Should Your Business Charge A Cancellation Fee?

There is nothing more annoying than last minute cancellations. Whether you’re waiting on a client to turn up, missing out on a perfectly good part of your schedule that’s now empty, or stuck in the middle of nowhere with nothing to do, cancellations can really ruin your day.

To combat this, it’s becoming more popular for large businesses to charge cancellation fees. Hotels, internet providers, insurers, gyms: they all seem to charge a cancellation fee. That said, it’s not always just large businesses charging for cancellations. For example, most airlines tend to charge fees if a passenger decides to cancel within a specific time frame. Interestingly though, this is often a two-way street (or runway, if you will). As airline passenger rights advocates Flightright explain, if an EU-based airline or airport calls for a flight cancellation within 14 days of departure, passengers are awarded compensation of up to €600. Similar regulations are enforced in the Middle East and South America, where most airlines and airports will at the very least have to accommodate passengers after a cancellation.

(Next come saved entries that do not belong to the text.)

PR #387, opened 2026-07-09
Improve manual upload settings UX

ShmalexM:
## Summary
- rename the redesigned Settings ingestion tab to Manual Upload
- move local uploads into a first-class Manual Upload card above S3
- show supported local upload extensions and neutralize parquet ingestion copy

## Validation
- python3 -m py_compile backend/api/ingestion.py
- git diff --check
- npm run build

### DIFF
--- a/backend/api/ingestion.py
+++ b/backend/api/ingestion.py
@@ -5,7 +5,7 @@ Handles uploading and ingesting findings/cases from various file formats:
 - JSON files
 - CSV files
 - JSONL (JSON Lines) files
-- Parquet files (DeepTempo LogLM embeddings)
+- Parquet files
 - S3 sync
 """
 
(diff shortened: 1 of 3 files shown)


mattmorr1:
## Review — improve manual upload settings UX

The `.ndjson` accept filter is accurate (the backend already maps `.ndjson` → `jsonl` in `ingestion.py`), and the `ManualUploadPanel` card is a good first-class placement. One real gap:

1. **MEDIUM — the headline rename was never applied to the tab label.** The PR's stated goal is to rename the ingestion tab to "Manual Upload", and the file-header comment was updated, but `IntegrationsSection.tsx:33` still declares `['ingestion', 'Data Ingestion']`, which is what `TABS.map(...)` renders. The user-visible sub-tab still reads **"Data Ingestion"**. Change line 33's label to `'Manual Upload'`. This also matters for #388, whose new dashboard empty-state copy points users to a "Manual Upload" tab that won't exist until this rename actually lands.

Otherwise the copy/neutralized-parquet changes are fine. Pairs with #388 (disjoint files, no conflict) — land this first so #388's guidance text is accurate.

mattmorr1:
Pushed `a9ef296`: applied the tab rename the PR's title promised — `IntegrationsSection` now renders the ingestion sub-tab as **Manual Upload** (previously only the panel card had been renamed; the tab still read 'Data Ingestion'). This also makes #388's dashboard empty-state copy — which points users to 'Settings > Integrations > Manual Upload' — accurate. Frontend build passes.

So, if everyone else seems to benefit in one way or another from cancellation fees, can your business adopt these practices too?

How Can Your Business Charge A Cancellation Fee?

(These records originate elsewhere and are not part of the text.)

PR #388, opened 2026-07-09
Add workspace data cleanup controls

ShmalexM:
## Summary
- group findings, investigations, cases, and workspace cleanup in Settings > General > Data Management
- add a backend endpoint and frontend API helper to clear cases and case-derived metrics
- improve empty states for findings, cases, entity graph, and case metrics

## Validation
- python3 -m py_compile backend/api/cases.py
- git diff --check
- npm run build


mattmorr1:
## Review — workspace data cleanup controls

The cascade logic is **correct and complete** — I verified all 18 `ForeignKey("cases.case_id")` relations in `database/models.py` are handled (NOT-NULL children deleted, `AttackLayer`/`Investigation` nulled, `case_findings` cleared, findings preserved), no orphans or `IntegrityError`. Route ordering is right (`/all` before `/{case_id}`), the transaction is atomic, and the `deleted ?? deleted_count` count fix is correct. But there's a security hole:

1. **HIGH — the bulk delete has no authorization, client or server.** #402 gated per-case delete behind `hasPermission('cases.delete')` in `CasesScreen`, and that client check is the *only* enforcement (the cases router carries auth-only `AUTH_DEPENDENCY`, no permission check). The new `DELETE /cases/all` inherits the same auth-only dependency, and the new "Clear Cases & Metrics" / "Clear Workspace Data" buttons in `GeneralSection.tsx` have **zero** permission gating. A read-only analyst who can't delete a single case can open Settings → General and wipe the entire case database. **Fix:** gate the new buttons behind `hasPermission('cases.delete')` (plus findings/investigations equivalents), and add a server-side permission dependency on `clear_all_cases` — client gating is not a security control.

2. **MEDIUM — dashboard copy references a tab that doesn't exist.** `DashboardScreen.tsx` empty state says "Settings > Integrations > Manual Upload", but that tab is still labeled "Data Ingestion" (see #387 finding — the rename was never applied). Land #387 first (with its rename fixed).

3. **LOW** — `clear_all_cases` runs ~15 synchronous ORM deletes in an async handler (blocking the event loop). Matches the existing pattern in this file, so not a regression, but a full wipe holds the block longer. **LOW** — no backend test for the destructive endpoint and no frontend test for the new `GeneralSection` branch; #402 established the pattern (`CasesScreen.test.tsx`). Add a delete-preserves-findings test and a permission-denied test once (1) lands.

Note: overlaps #379 (already merged), which added empty states/deep-links — make sure the improved empty states here don't regress that wiring.

mattmorr1:
Pushed `c0823f1` closing the authorization hole:
- **Server-side enforcement** — `DELETE /cases/all` now takes `current_user = Depends(get_current_user)` and returns **403** unless the caller has `cases.delete` (via `AuthService.check_permission`, which grants all in DEV_MODE and reads the role JSONB in production). This backs the client gate that #402 relied on for per-case delete.
- **Client gating** — each destructive button in `GeneralSection` is now hidden unless the user holds the matching permission: Clear Findings/Investigations → `findings.delete`, Clear Cases & Metrics → `cases.delete`, Clear Workspace Data → both. A read-only analyst sees an explanatory note instead.
- **Test** — added `test_cases_clear_permission.py` asserting the endpoint 403s without `cases.delete` and that it checks exactly that permission.

Backend + frontend build/tests pass; slop clean (health 57→57).

Two notes for merge: (1) this PR's dashboard empty-state copy points to 'Settings > Integrations > Manual Upload' — that tab label is fixed in #387, so land #387 first. (2) The branch predates #379 (merged empty-states/deep-links) and will need a rebase onto current main; the DashboardScreen overlap should be resolved keeping #379's `goSettings` wiring.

Whether you charge a cancellation fee or not is entirely up to you, but if you decide to go for it then you need to make it clear in your terms and conditions. The simplest way to do this is by editing them on your website, as you will already be ensuring customers and clients read through terms and conditions before requesting your assistance.

If you don’t have a website, you will need to have a solicitor draw up an agreement of some kind. In this, you should explain how customers should cancel, when is a reasonable time to do so, and how much they will be charged if they do not meet these requirements. We do recommend that you list some extenuating circumstances in which cancellation charges will not be applied though, such as a family emergency or extreme weather. Not only is this fair, but if your agreement is not balanced it can be fought against.

When Should Your Customers Be Charged A Cancellation Fee?

While some circumstances cannot be helped, there are plenty that can be, and you’d be surprised what clients will cancel over. To pre-empt this, we recommend ensuring that clients who cancel with too little time to spare are charged if they’re cancelling due to inconvenience, price, or other avoidable difficulties. As for how much they should be charged for cancelling, the fee should be reasonable no matter how annoying it may be. Come up with a fair price and ensure that you make clients aware of how much they will be charged if they decide to cancel.

Ultimately, the decision to charge cancellation fees is up to you. If you do decide to charge clients who fail to turn up or don’t cancel within a reasonable amount of time, then you are within your rights to support cancellation fees. However, just remember that extenuating circumstances shouldn’t be overlooked and, perhaps more importantly, that you yourself may need to cancel on clients at some point. Sure, you can charge cancellation fees, but don’t take it too far.